* _WHAT NEEDS TO BE DONE_
Find the word "braces" in the listing below, then return every line it appears in.

* * * * * * * * *

PR #1951, opened 2019-04-23
disable \includegraphics until trust settings is merged

kevinbarabash:
This is only temporary and I thought that simply disabling the this function would be easier that removing it and adding it back in later.

### DIFF
--- a/docs/support_table.md
+++ b/docs/support_table.md
@@ -479,7 +479,6 @@ table td {
 |\impliedby|$P\impliedby Q$|`P\impliedby Q`|
 |\implies|$P\implies Q$|`P\implies Q`|
 |\in|$\in$||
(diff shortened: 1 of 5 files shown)


edemaine:
For 0.10.1, we did [a commit](https://github.com/KaTeX/KaTeX/commit/d4383d03562535c3d4e98559894288617226564f) on the v0.10.1 release branch that reverted the change, without affecting master.  I'm not sure which is better:
1. Merge this with master so releasing is easier.
2. Retarget this to v0.10.2 release branch.

I'm fine either way. The disabling looks good.

kevinbarabash:
@edemaine I forgot about us disabling `\includegraphics` once before.  Merging this commit with `master` seems the best way to avoid confusion in the future.

PR #1953, opened 2019-04-23
Support double-square curly braces

ice1000:
Signed-off-by: ice1000 <ice1000kotlin@foxmail.com>

Addressed my own comment: https://github.com/KaTeX/KaTeX/pull/1947#issuecomment-485986880

PR #1954, opened 2019-04-25
Remove redundant symbols from #1947

edemaine:
https://github.com/KaTeX/KaTeX/pull/1947#pullrequestreview-230534608

I also notice a lack of tests...


ben-dyer:
@edemaine Thank you, I will add a test. I think it will just be an expect().toBuild() similar to what was done #1953 for double-braces.

PR #2903, opened 2021-04-05
docs: update CHANGELOG for v0.13.0

ylemkimon:


edemaine (approved):
Thanks for fixing this omission. Nice that it shouldn't happen anymore with automatic releases!

PR #2943, opened 2021-04-19
docs(support): remove excess backslash in CD example

edemaine:
Just noticed this when copy/pasting the example.  The example in `support_table` is already correct.


ronkok (approved):
Looks good. Thank you for catching this.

* * * * * * * * *

* _ANSWER FOR THE TASK_
Support double-square curly braces
@edemaine Thank you, I will add a test. I think it will just be an expect().toBuild() similar to what was done #1953 for double-braces.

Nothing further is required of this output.